St Homobonus College is a proposed centre of excellence for dress culture in the historic university city of Cambridge, England. Inspired by the University’s traditional dress culture, which has had a huge influence on both ‘gown’ and ‘town’ Cambridge, as well as (student) fashion around the world, St Homobonus College rethinks the college typology to give dress culture in general, but particularly local dress culture, a stage in soon to be abandoned University buildings. Academics and craftsmen, higher education and vocational training, are all united, as a research centre, a school of tailoring, and a bespoke salon, among others, are brought together and linked. The theatricality of fashion, and specifically ideas surrounding dandyism, run throughout the design and the images I have created.

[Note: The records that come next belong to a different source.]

PR #7087, opened 2017-06-03
eslint fixes for bin/ember

ro0gr:
I know it's better not to touch `bin/ember` at all but not in the cases when it doesn't pass `eslint` 🙀 
I've tried to address code style issues here and re-enable `eslint` for `bin/ember`.

### DIFF
--- a/bin/ember
+++ b/bin/ember
@@ -5,13 +5,13 @@
 process.title = 'ember';
 
 // require('time-require');
-var resolve = require('resolve');
-var exit = require('exit');
+const resolve = require('resolve');
+const exit = require('exit');
 
 resolve('ember-cli', {
-  basedir: process.cwd()
-}, function(error, projectLocalCli) {
-  var cli;
+  basedir: process.cwd(),
+}, (error, projectLocalCli) => {
+  let cli;
   if (error) {
     // If there is an error, resolve could not find the ember-cli
     // library from a package.json. Instead, include it from a relative
@@ -28,9 +28,9 @@ resolve('ember-cli', {
     cliArgs: process.argv.slice(2),
     inputStream: process.stdin,
     outputStream: process.stdout,
-    errorStream: process.stderr
-  }).then(function(result) {
-    var exitCode = typeof result === 'object' ? result.exitCode : result;
+    errorStream: process.stderr,
+  }).then(result => {
+    let exitCode = typeof result === 'object' ? result.exitCode : result;
     exit(exitCode);
   });
 });
--- a/tests/unit/lint-test.js
+++ b/tests/unit/lint-test.js
@@ -6,7 +6,7 @@ let paths = glob('tests/*');
 
 paths = paths.concat([
   'lib',
-  'bin',
+  'bin/ember',
   'blueprints',
 ]);
 


bin/ember
```diff
@@ -5,13 +5,13 @@
 process.title = 'ember';
 
 // require('time-require');
-var resolve = require('resolve');
-var exit = require('exit');
+const resolve = require('resolve');
```
ro0gr: `const` for `require` assignments is my personal preference. 
According to missing style guide requirements and `eslint` silence I make a conclusion that it's acceptable.

ro0gr:
_{{#offtop}}_
    I think it could be nice to have `eslint`ing for docs as well.
_{{/offtop}}_

stefanpenner:
I would prefer to keep the executable as backwards compatible as possible. As when installed it will "pollute" the users system. Users should still be able to use old ember's with the old nodes they supported without issue.

ro0gr:
Then should we disable eslint for this file or update rules to make it pass?

rwjblue:
@stefanpenner - I share your worry about changing this file (pretty much at all). However, I think this part doesn't make sense to me:

> IMHO Users should still be able to use old ember's with the old nodes they supported without issue.

For this to be an issue, the user would have to have installed a newer (Node 4+ only) version of ember-cli globally under Node `<= 0.12`, and I don't think that would actually work?

stefanpenner:
@ro0ger ya we should disable

kellyselden:
> For this to be an issue, the user would have to have installed a newer (Node 4+ only) version of ember-cli globally under Node <= 0.12, and I don't think that would actually work?

@rwjblue I thought this was the exact scenario we are catering to. Why wouldn't that work?

rwjblue:
Because there is no guarantee that newer `ember-cli`'s even install on Node 0.12 (and we definitely do not support that).

ro0gr:
I don't have a strong opinion here. But @rwjblue's argument seems reasonable to me.
What's the reason to keep compatibility with node@0.12 in `bin/ember` since we dropped node@0.12 support and the rest of `ember-cli` files are already incompatible?

ro0gr:
> IMHO we should keep it as it is unless we have very strong reasons to change this file
There are no any logic changes except of dropping of node@0.12 which is now officially dropped afaik.

The only potentially problematic scenario I can imagine is the following:
- user has node@0.12 installed
- ember-cli@latest is installed globally 
- local installation of ember-cli@2.12 in some project

With this preconditions user most probably could successfully use project local `ember-cli` instance. But it will fail on any command outside of `ember-cli` project(even `ember -v`). 

Is this the only scenario or am I missing something? This scenario seems a super edge case to me which might be acceptable not to support.

At the same time my editor complains about `eslint` errors when I occasionally end up in the `bin/ember` 👁

kellyselden:
Out of curiousity, I tried running the scenario:

node 0.12
local ember-cli 2.8.0
global ember-cli latest

```
C:\Users\kelly\Desktop\my-app>ember v
ember-cli: 2.8.0
node: 0.12.18
os: win32 x64

C:\Users\kelly\Desktop\my-app>cd ..

C:\Users\kelly\Desktop>ember v
C:\Users\kelly\AppData\Roaming\npm\node_modules\ember-cli\lib\cli\index.js:3
const instrumentation = require('../utilities/instrumentation');
^^^^^
SyntaxError: Use of const in strict mode.
```

And then I tried installing ember-cli latest globally with node 0.12 (npm 2): https://pastebin.com/Rb37fDEA

Everything is currently working as expected, don't know how long before it breaks though.

stefanpenner:
meeting outcome:

* lets leave this for now
* add eslint ignores if this causes grief.

kellyselden:
Also a comment as to why we keep this file so compatible would be nice for future travelers.

ro0gr:
Thanks for considering this change

PR #7088, opened 2017-06-04
Add custom transform when using `app.import`

kratiahuja:
# Motivation

Often we require addons to transform the contents of the library being imported using `app.import`. Addon authors need to have broccoli knowledge and end up writing boiler plate code. If the transformation needs to be done in multiple addons, it often causes grievances for addon authors that don't have broccoli knowledge. A classic example is the fastboot migration where addon authors need to wrap the content of their browser libraries with a fastboot check since the `process.env.EMBER_CLI_FASTBOOT` isn't available. 

`ember-cli` already provides to run AMD shim transform. This PR extends it for addon authors to provide their own transform.

# How it works:

A vendor library can be amd shim'd using the below API:

```js
app.import(<path>, { using: [{transformation: 'amd', as: 'hello-world'}]});
```

We extend the above without any API change to be:

```js
app.import(<path> {
   using: [
      {
         transformation: function(tree) {
              // do your transform
              return tree;
        }
     }, ...]
});
```

This PR extends the `transformation` to take in a custom function or `amd` and invoked the function if it is not `amd`. It also makes sure to run the transformation in the order they are provided in `using` array.

# TODO

- [ ]  Update guides [here](https://ember-cli.com/user-guide/#standard-anonymous-amd-asset) to talk about the extension.

cc: @stefanpenner @rwjblue

### DIFF
--- a/lib/broccoli/ember-app.js
+++ b/lib/broccoli/ember-app.js
@@ -128,7 +128,7 @@ class EmberApp {
 
 
     this._scriptOutputFiles = {};
-    this.amdModuleNames = null;
+    this.entries = null;
 
     this.legacyFilesToAppend = [];
     this.vendorStaticStyles = [];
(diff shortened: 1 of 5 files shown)


lib/broccoli/ember-app.js
```diff
@@ -1024,13 +1024,26 @@ class EmberApp {
...
-          files: Object.keys(this.amdModuleNames),
-          annotation: 'Funnel (named AMD)',
-        });
-        externalTree = this._mergeTrees([externalTree, shimAmd(anonymousAmd, this.amdModuleNames)], {
-          annotation: 'TreeMerger (named AMD)',
+      if (this.entries) {
+        let transformedTrees = [];
+        for (let filePath in this.entries) {
+          let entry = this.entries[filePath];
+          let treeToBeTransformed = new Funnel(externalTree, {
```
stefanpenner: my concern with this approach, is we will now be creating a funnel per input. I worry this will result in later performance issues.

The existing approach for the `amd` shim, is to do 1 funnel for all `amd` transforms. I suspect we should continue to follow this pattern.

kratiahuja: I agree with you. The primary reason I went with this approach is to respect the ordering. Example:

An addon imported a file and ran a bunch of transforms: a, b, and c. I thought we should make sure to run those in order. 

If ordering is not of importance and we run the AMD transform always last, then I can group the funnel operation to be per transform (which would do 1 funnel for all amd transforms) rather than per file.

@stefanpenner thoughts?

Turbo87:
superseded by https://github.com/ember-cli/ember-cli/pull/7245

PR #7094, opened 2017-06-05
concat instead of `unshift each` in `_processedExternalTree`

bekzod:


bekzod:
I think just needs test restart

kellyselden:
restarted

stefanpenner:
@homu r+

PR #7097, opened 2017-06-05
avoid extra `.map` in `addBowerPackagesToProject`

bekzod:


lib/models/blueprint.js
```diff
@@ -1031,8 +1031,8 @@ let Blueprint = CoreObject.extend({
     let packageNamesAndVersions = packages.map(pkg => {
```
kellyselden: This map seems out of place to me. Perhaps it should be a forEach that pushes to both `packageNames` and `packageNamesAndVersions` arrays.

lib/models/blueprint.js
```diff
@@ -1027,12 +1027,14 @@ let Blueprint = CoreObject.extend({
...
+    let packageNames = new Array(packages.length);
+    let packageNamesAndVersions = new Array(packages.length);
+    packages.forEach((pkg, i) => {
       pkg.source = pkg.source || pkg.name;
-      packageNames.push(pkg.name);
-      return pkg;
-    }).map(bowEpParser.compose);
+      packageNames[i] = pkg.name;
+      packageNamesAndVersions[i] = bowEpParser.compose(pkg);
+    });
```
Turbo87: @bekzod I'm not sure what the goal of this PR is. I'd personally prefer it like this:

```js
packages.forEach(pkg => (pkg.source = pkg.source || pkg.name));

let packageNames = packages.map(pkg => pkg.name);
let packageNamesAndVersions = packages.map(bowEpParser.compose);
```

It might not be as fast, but is a lot clearer IMHO

bekzod: goal was just cleanup, it was using `[].push` inside map (which looks weird) also just tried avoid extra iterations,  ^ what you suggested and what I did looks equal in clarity IMHO, should redo it like you suggested still ?

Turbo87: yeah, would be nice. I don't like the extra `i` parameter most of the time 😉

PR #7098, opened 2017-06-05
correct code formatting

bekzod:
makes it clearer confusing formatting

### DIFF
--- a/lib/models/blueprint.js
+++ b/lib/models/blueprint.js
@@ -407,13 +407,15 @@ let Blueprint = CoreObject.extend({
   */
   _process(options, beforeHook, process, afterHook) {
     let intoDir = options.target;
-
     return this._locals(options)
-      .then(locals => Promise.resolve()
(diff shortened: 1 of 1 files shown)


stefanpenner:
```
    413:23  error  Unexpected block statement surrounding arrow body  arrow-body-style
    418:47  error  Missing semicolon      
```

Please make sure to run lint tests before :)

Turbo87:
I don't think this change makes the code any more readable then what we had before. What we would like to use are async functions but due to our Node support policy we unfortunately can't use those yet...

bekzod:
ok, but I haven't seen such promise formatting before :P , free to close

stefanpenner:
> I don't think this change makes the code any more readable then what we had before. What we would like to use are async functions but due to our Node support policy we unfortunately can't use those yet...

we could use `co`

Turbo87:
> we could use co

unfortunately we can't use co-wrapped functions as ES6 class methods 😞

PR #7104, opened 2017-06-06
cleanup `addon/dependencies`

bekzod:


Turbo87:
@bekzod what issue is this fixing? why is this change needed?

bekzod:
@Turbo87 just looked like it needed cleanup, just avoid calling `assign` when pkg is empty

PR #7105, opened 2017-06-06
use `const` where appropriate

bekzod:


Turbo87:
thanks @bekzod 

@homu r+

PR #7109, opened 2017-06-06
Fix `ember install` for scoped packages

ef4:
It's not correct to try to strip the scope out of package names. I don't know why the test mock was set up this way, but you can verify this change against a real scoped package by doing:

 * `ember new my-app`
 * `cd my-app`
 * `ember install @cardstack/git`

Without this change it fails, after this change it succeeds.

Stripping off scopes fundamentally can't be correct because it's legal for `@foo/x` and `@bar/x` to want to coexist in a single app. NPM consistently treats the scope as part of the name.

### DIFF
--- a/tests/unit/utilities/get-package-base-name-test.js
+++ b/tests/unit/utilities/get-package-base-name-test.js
@@ -8,8 +8,8 @@ describe('getPackageBaseName', function() {
     expect(getPackageBaseName('my-addon')).to.equal('my-addon');
   });
 
-  it('should return the package name without its scope', function() {
-    expect(getPackageBaseName('@scope/my-addon')).to.equal('my-addon');
+  it('should return the full name when scoped', function() {
+    expect(getPackageBaseName('@scope/my-addon')).to.equal('@scope/my-addon');
   });
 
   it('should strip away version numbers', function() {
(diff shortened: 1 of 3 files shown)


kellyselden:
cc @dfreeman, not insinuating you broke anything, just know you were dealing with scoped packages recently.

tests/unit/utilities/get-package-base-name-test.js
```diff
@@ -8,8 +8,8 @@ describe('getPackageBaseName', function() {
     expect(getPackageBaseName('my-addon')).to.equal('my-addon');
   });
 
-  it('should return the package name without its scope', function() {
-    expect(getPackageBaseName('@scope/my-addon')).to.equal('my-addon');
+  it('should return the full name when scoped', function() {
+    expect(getPackageBaseName('@scope/my-addon')).to.equal('@scope/my-addon');
```
stefanpenner: ya, this seems good to me.

stefanpenner:
bugfix release or bugfix beta?

raido:
Yay! I was just debugging why my addon does not generate correct import paths in files. Hopefully 2.15 ships soon.

PR #7110, opened 2017-06-07
convert to RSVP promise inside `utilities/execa`

bekzod:


stefanpenner:
Looks like a lunging error

stefanpenner:
@homu r+

kellyselden:
@bekzod Thank you for all the good refactors lately!

PR #7113, opened 2017-06-08
simplified promise chain in `git-init`

bekzod:


lib/tasks/git-init.js
```diff
@@ -19,20 +20,15 @@ module.exports = class GitInitTask extends Task {
...
-      return this._gitInit()
-        .then(() => this._gitAdd())
-        .then(() => this._gitCommit())
-        .then(() => ui.writeLine(chalk.green('Successfully initialized git.')));
-    })
-      .catch(error => {
-        if (gitVersionWorked) {
-          throw error;
+    return this._gitVersion()
+      .then(() => true, () => false)
```
kellyselden: It looks a little stranger now, but I like that you don't have to re-throw anymore.

bekzod: I wanted to move `.then(() => true, () => false)` to `this._gitVersion ` and rename `_gitVersion` => `_hasGit`, but then had to update test :P

PR #7177, opened 2017-06-30
verify npm/yarn logic in travis files

kellyselden:
From https://github.com/ember-cli/ember-cli/pull/7169#issuecomment-312379050

Already found one bug in the files!

If this seems like too much overhead, please note I plan on building upon these tests with README checks in the next PR.

### DIFF
--- a/tests/acceptance/new-test.js
+++ b/tests/acceptance/new-test.js
@@ -363,4 +363,76 @@ describe('Acceptance: ember new', function() {
     expect(file('app/templates/application.hbs'))
       .to.contain("Welcome to Ember");
   }));
+
+  describe('verify fictures', function() {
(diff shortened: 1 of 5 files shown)


tests/acceptance/new-test.js
```diff
@@ -363,4 +363,76 @@ describe('Acceptance: ember new', function() {
...
+        'new',
+        'foo',
+        '--skip-npm',
+        '--skip-bower',
+        '--skip-git',
+      ]);
+
+      [
+        '.travis.yml',
+      ].forEach(filePath => {
```
Turbo87: do we need this loop?

kellyselden: Not in this PR, but the next one that has README checks will make use of the loop. Future planning.

PR #7180, opened 2017-07-04
install npm 4 in addon travis using npm

kellyselden:
I was using node 4 in some addons, and bundled npm 2 makes it unbearably slow. npm 4 makes it a lot better. npm 5 was not stable enough in my testing.


stefanpenner:
@kellyselden this looks like a good change. Did you happen to try npm 5.0.4?

kellyselden:
@stefanpenner yep. https://travis-ci.org/ember-vr/ember-aframe-camera-extras/jobs/249847007

It looks like it skipped "dependencies" and only did "devDependencies".

PR #7191, opened 2017-07-05
blueprints/app: Update "ember-source" and "ember-data" to v2.14.0

Turbo87:


blueprints/app/files/package.json
```diff
@@ -29,11 +29,11 @@
     "ember-cli-shims": "^1.1.0",
     "ember-cli-sri": "^2.1.0",
     "ember-cli-uglify": "^1.2.0",
-    "ember-data": "^2.13.2",
+    "ember-data": "~2.14.0",
```
locks: I think this should be `2.14.3` just for safesies? The previous 2.14 releases have some problems.

rwjblue: @locks - There is only 2.14.0 (you were thinking of 2.13).

Turbo87: no, he is right. updated to `ember-data@~2.14.3`.

rwjblue: WHOOPS! I was thinking this was for `ember-source` 🤦‍♂️

PR #7192, opened 2017-07-05
tests/acceptance: Delete broken "ember generate http-proxy" test

Turbo87:
as discussed on Slack since this is failing us for no good reason on AppVeyor


Turbo87:
@homu r+

maybe...

PR #7195, opened 2017-07-05
fix  --non-interactive test regression

kellyselden:
From #7130

Is homu still alive? It would have prevented this.

cc @Turbo87


rwjblue:
Homu has not been responding to us in the last couple weeks.

Turbo87:
actually home wouldn't have prevented it since it was caused by the upward merge of the stable release 😞

kellyselden:
@Turbo87 Ok my bad.

PR #7196, opened 2017-07-05
fix a bad merge conflict resolution

kellyselden:
I think that's what happened.


Turbo87:
Yep, sorry about that 😞

PR #7197, opened 2017-07-06
use newer yarn on travis

kellyselden:
https://travis-ci.org/ember-cli/ember-cli/jobs/250484161#L1848-L1851

```
not ok 91 Acceptance: ember new ember new uses yarn when blueprint has yarn.lock
  Error: Command failed: yarn install --ignore-optional --non-interactive
  
    error: unknown option `--non-interactive'
```


rwjblue:
@kellyselden since #7130 targeted release branch, I think this will need to as well...

kellyselden:
@rwjblue not needed. as it turns out, only the `dist: trusty` builds have old yarn. `release` branch isn't using that build yet.

kellyselden:
In other words, this change should have been included with the chrome headless stuff. Since release doesn't use chrome yet, this isn't needed.

PR #7198, opened 2017-07-06
Fix a test in blueprint addon

villander:


kellyselden:
This was fixed in #7196. Not sure why github doesn't say conflict. I think github's ui is broken in that regard.

villander:
@kellyselden Very strange, I found this in the master branch of ember-cli, and I say more have other tests failing.

PR #7202, opened 2017-07-06
Space.

johnunclesam:
Added space.


kellyselden:
Our anonymous function style is no space, as seen here https://github.com/ember-cli/ember-cli/blob/master/blueprints/app/files/config/environment.js#L4. Thanks for the contribution though. You can ignore this file locally in your project if it is failing your linter.

johnunclesam:
@kellyselden ok, sorry I read now.

PR #7203, opened 2017-07-06
Space.

johnunclesam:
Added space.


kellyselden:
Same as #7202

kellyselden:
But the same global linting style applies here.

johnunclesam:
@kellyselden sorry i read it now.

PR #7206, opened 2017-07-06
[bugfix release] remove MODEL_FACTORY_INJECTIONS

kellyselden:
This is still giving deprecations in new 2.14 apps. We should promote this to release hotfix.

### DIFF
--- a/blueprints/app/files/app/app.js
+++ b/blueprints/app/files/app/app.js
@@ -3,11 +3,7 @@ import Resolver from './resolver';
 import loadInitializers from 'ember-load-initializers';
 import config from './config/environment';
 
-let App;
-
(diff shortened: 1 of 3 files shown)


rtablada:
@kellyselden good idea on releasing a hotfix release.

From an optics and training standpoint it is confusing to new developers to start new applications with a deprecation warning.

rtablada:
@kellyselden or @Turbo87 any update on cutting a new version now that this blueprint update has been made?

kellyselden:
No blockers that I know of, @ember-cli/core ?

Turbo87:
would like to solve a few other issues too, but we can always do another release :)

PR #7207, opened 2017-07-07
fix: Add some defaults for index.html

knownasilya:
Basically, these are defaults that can be updated or left as is.
The use case for these is to improve accessibility. These metrics were brought up by the Lighthouse test.

Feel free to close, if these don't make sense. I know that `noscript` doesn't make sense if using fastboot, but I think most people aren't using it.

### DIFF
--- a/blueprints/app/files/app/index.html
+++ b/blueprints/app/files/app/index.html
@@ -15,10 +15,6 @@
     {{content-for "head-footer"}}
   </head>
   <body>
-    <noscript>
-      JavaScript must be enabled to run this application.
-    </noscript>
-    
     {{content-for "body"}}
 
     <script src="{{rootURL}}assets/vendor.js"></script>
--- a/blueprints/app/files/app/index.html
+++ b/blueprints/app/files/app/index.html
@@ -1,5 +1,5 @@
 <!DOCTYPE html>
-<html>
+<html lang="en">
   <head>
     <meta charset="utf-8">
     <meta http-equiv="X-UA-Compatible" content="IE=edge">
@@ -15,6 +15,10 @@
     {{content-for "head-footer"}}
   </head>
   <body>
+    <noscript>
+      JavaScript must be enabled to run this application.
+    </noscript>
+    
     {{content-for "body"}}
 
     <script src="{{rootURL}}assets/vendor.js"></script>


blueprints/app/files/app/index.html
```diff
@@ -15,6 +15,10 @@
     {{content-for "head-footer"}}
   </head>
   <body>
+    <noscript>
+      JavaScript must be enabled to run this application.
```
kellyselden: Do you know how this will affect fastboot apps that want to be able to run without js?

blueprints/app/files/app/index.html
```diff
@@ -1,5 +1,5 @@
 <!DOCTYPE html>
-<html>
+<html lang="en">
```
kellyselden: Is english the standard default for this kind of thing? We won't hurt any feelings?

knownasilya: I think it's the most common, and having it there will prompt users to set it for themselves if it's different for their app.

blueprints/app/files/app/index.html
knownasilya: I am unsure about this. It might just render on the screen, but everything else should work. If there was a way to add a check if fastboot is enabled, I could add that.

kellyselden: cc @kratiahuja

kratiahuja: in general, I strongly disagree that we should add this no script block. It would imply we have no server side rendering solution available when there is available. Moreover, we plan to add the fastboot addon in the default blueprint when creating apps. So this message is surely going to be confusing.

Also there is no way to check if fastboot is used since it will be a runtime thing rather than static. Fastboot could remove the noscript block before sending the index.html but it seems wrong to me.

knownasilya: I think instead of not adding this, we need to have a way to know that Fastboot is running and remove it if it is. Because, Fastboot takes extra work, and even if it's added by default, some people would remove it, because it's extra work or doesn't fit into the budget of the app.

kratiahuja: I am not sure I understand what extra work FastBoot takes? It is supposed to help in your initial page renders rather than the other way round. If people would remove it, I would like to first understand why they would do so?

knownasilya: Because their code has to be written a certain way that guards for fastboot usage, which requires extra work, as well as the addons they use have to be fastboot compatible.

kratiahuja: Well I am talking about new apps that are created will have fastboot addon added by default. Regarding addons, most addons should be compatible and if they are not it should be straightforward to make them compatible. 

In general, I am -1 to adding this `noscript` by default in the blueprint for the primary purpose that it is going to be confusing for the community.

knownasilya: I must be misunderstanding how Fastboot works. Does it not require putting checks before any DOM operations in hooks like `didInsertElement`? This can't be avoided in new or old apps, so I'm not seeing Fastboot as being "free", thus I was saying that it requires work on the part of the developer to keep the app Fastboot "compliant".

> it is going to be confusing for the community.

Sounds like an education problem. But at the same time, if it was wrapped in something like:

```hbs
{{#unless isFastboot}}
  <noscript>...</noscript>
{{/unless}}
```

The confusion is minimized since it's obvious what happens in the Fastboot scenario.

---

I'm fine to remove this if it really is a bad idea. Just want to make sure we are
talking about the same things first.

kratiahuja: > Does it not require putting checks before any DOM operations in hooks like didInsertElement?

Hooks like `didInsertElement`, `willInsertElement` which are meant for DOM manipulation don't run in FastBoot. Therefore you don't need checks in those hooks. See: http://ember-fastboot.com/docs/user-guide#designing-components

> But at the same time, if it was wrapped in something like:

That's exactly what I am saying: it is not _easily_ possible since FastBoot is not a static check. It is a run-time check. You could have your app running in FastBoot and you will still end up with this `noscript` check because there is no way to have `{{unless isFastBoot}}` check. The only way to avoid the `noscript` check when running in FastBoot is:

1. Have a middleware that runs after fastboot-express-middleware and strips out the `noscript` using some regex
2. Have `fastboot` itself remove it before appending the serialized template in the index.html.

Both of the above means we are magically removing the `noscript` tag which is going to cause confusion IMO.

knownasilya: I see now. Thanks for your patience with me 😄  I'll remove this change.

Turbo87:
@knownasilya the cli team decided that having English as the default here can be misleading in some cases. We would rather prefer it if ember-intl for example would set that attribute based on the chosen locale.

knownasilya:
No problem 👍 just wanted to get the discussion going.

Turbo87:
see also https://github.com/ember-intl/ember-intl/issues/533

PR #7208, opened 2017-07-07
bugfix(legacy-addons): Fixes typo in babel transpilation options

pzuraq:
Fixes a small typo that causes the AMD interop to be added to legacy addons which don't specify their own transpiler. This probably only affects a very small set of users, we ran into it because we have a couple really old addons still and we're using the pre-npm ember-cli-shims which don't specify `__esModule`.

Unsure if this needs tests/how to test it, if it does I'm happy to add them with some guidance.


rwjblue:
👍

PR #7211, opened 2017-07-08
[bugfix release] Ember try remove node modules

kellyselden:
Travis is able to resolve the `ember` bin in node_modules no problem. Is this a legacy thing that I'm not aware of, or can it be safely removed?

cc @kategengler


rwjblue:
Somewhat recently travis removed node_modules/.bin from $PATH (and we had to add this prefix). They subsequently reverted that change because many things broke. 

IMHO, using node_modules/.bin is still the more correct way of doing this (without requiring $PATH shenanigans or installing ember-cli globally) so we should probably stick with that...

PR #7227, opened 2017-07-14
[BUGFIX beta] Don't merge `emberCLITree` twice

### LINKED ISSUE #7222: Including `emberCLITree` twice?
It seems like we include `emberCLITree` twice, [here](https://github.com/ember-cli/ember-cli/blob/master/lib/broccoli/ember-app.js#L1206) and [here](https://github.com/ember-cli/ember-cli/blob/master/lib/broccoli/ember-app.js#L1344).

I haven't run the tests but removing [this merge](https://github.com/ember-cli/ember-cli/blob/master/lib/broccoli/ember-app.js#L1342-L1348) seemed to "just work" (tested with the app locally).

needs a proper bugfix though, created to start tracking.

twokul:
Fixes #7222

### DIFF
--- a/lib/broccoli/ember-app.js
+++ b/lib/broccoli/ember-app.js
@@ -1339,14 +1339,6 @@ class EmberApp {
       appJs = processModulesOnly(appJs, 'Babel: Modules for app/');
     }
 
-    appJs = this._mergeTrees([
-      appJs,
-      this._processedEmberCLITree(),
-    ], {
-      annotation: 'TreeMerger (appJS  & processedEmberCLITree)',
-      overwrite: true,
-    });
-
     appJs = this._concatFiles(appJs, {
       inputFiles: [`${this.name}/**/*.js`],
       headerFiles: [


twokul:
`node@4` only fails on Appveyor; failure seems unrelated to the code change.

rwjblue:
Can you link where `appJs` gets the processed ember-cli tree the other time?

twokul:
we push `emberCLITree` to `sourceTrees` inside `appAndDependecies()` [here](https://github.com/ember-cli/ember-cli/blob/master/lib/broccoli/ember-app.js#L1206). And then push `emberCLITree` again inside `javascript()` call [here](https://github.com/ember-cli/ember-cli/blob/master/lib/broccoli/ember-app.js#L1344).

@rwjblue does that answer your question?

stefanpenner:
@twokul thanks for digging into this, and providing the links. I reviewed, and I agree this is redundant step (and likely a pretty costly one).

Here is my analysis, let me know if this is also what you saw:

1. `appAndDependencies` includes `emberCLITree` https://github.com/ember-cli/ember-cli/blob/master/lib/broccoli/ember-app.js#L1206-L1218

Who influences you graphically?
A broad range of artists continuously inspire me. Generally speaking I am a great admirer of Johannes Vermeer’s genre paintings, François Boucher’s depictions of Madame de Pompadour and other enlightened women, and John Singer Sargent’s fabulous society portraits. For this project specifically, Victorian fashion prints and a variety of fashion photographers, most importantly Cecil Beaton, have influenced my graphic style. These fashionable images may seem frivolous at first, but I find them to be interesting carriers of cultural values regarding relevant societal themes, such as – perhaps most visibly – gender equality.
What defined the representational language of the project? To what extent was this developed through the project and the process of research?
As I was researching dress culture in Cambridge, I found out dandyism was a real thing among young Victorian and Edwardian men attending university there. The castle-like architecture of Cambridge’s most famous colleges formed the perfect stage set against which these dandies could flaunt their dazzling outfits. Among the most famous of these dandies was Cecil Beaton, once an undergraduate at St John’s College, and later arguably Britain’s most influential fashion photographer of the twentieth century. It was only natural to explore his work, and implement elements of it in both my design and its representation. When I found out that the University of Cambridge has in fact produced a number of influential figures in fashion – from couturier Norman Hartnell and photographer Lord Snowdon, to fashion critic Suzy Menkes and style icon Tilda Swinton – it became even more clear that fashion imagery should be at the basis of my images.
What is your take on the architectural silhouette? what define the varied nature of these figures within your images?
People bring my images to life and help me tell stories. I find that to populate my images, and to carefully consider not only how people would behave in and around my design, but also who these people are, helps to make sense of my own design. In this case, through the figures that I used, I wanted to root St Homobonus College in Cambridge’s rich history on the one hand, and question the tension between tradition and modernity, that has been so present throughout my research and design, on the other. So I chose to alternate cut-outs from Victorian fashion prints, which I think are clearly reflective of certain outdated ideals regarding gender roles for example, with a diverse range of contemporary, famous Cambridge alumni, including Stephen Hawking, Rachel Weisz, Tom Hiddleston, Naomie Harris, Emma Thompson, and indeed Tilda Swinton. Simultaneously, populating these images was an audit of sorts, to check whether or not the design I had made was actually a place where seeing and being seen was an inherent part of experiencing this building the way I hoped it would be.
What was your work process in terms of project development and production of images? How important was the preliminary sketch?
Throughout the design process I have used cut-outs of Cecil Beaton sitters among others, to populate preliminary sketches and simple clay renders. As I hoped to create a contemporary reimagining of the Cambridge College, one that would also be a stage set for dandyism, these early drawings helped to see if I was going in the right direction at all.
What programs did you use?
For 3D modelling I used SketchUp, then simple V-Ray renders are the basis of all visualisations that are mostly made in Photoshop. Illustrator is used to create cleaned up line drawings for the axonometric.
When talking about theatre and theatricality did you ever think of exploring the project through this medium? What defined the use of the drawing?
I have made a series of simple study models that literally explored my building as a theatre set. However, eventually I suppose it is more the theatricality one could see in the grand staircase of the Opéra Garnier for example, that I am looking for here. It is all about that idea of spectators becoming actors as they climb those stairs, dressed to the nines, while being looked at from the surrounding galleries. Also, these drawings allowed me to show more of the ideas behind my entire research and design project at large. The contrast between the Victorian cut-outs and contemporary figures I talked about earlier for example, is strongest in the flat surface of a drawing.
What role does the axonometric play as unique orthogonal projection through which you reveal the project?
The axonometric is a very straight-forward type of drawing to show different types of spatial relations in a building. In this case I wanted to make interior and exterior easily distinguishable, I wanted to show vertical relations between different spaces through voids and roof lights, and I hoped to show my proposal for St Homobonus College fits into Cambridge’s historic, collegiate core. Making this animated axonometric seemed to me to be the clearest way to achieve all of this, while also giving the opportunity to relate all the moments I captured in other drawings to its particular place within the building.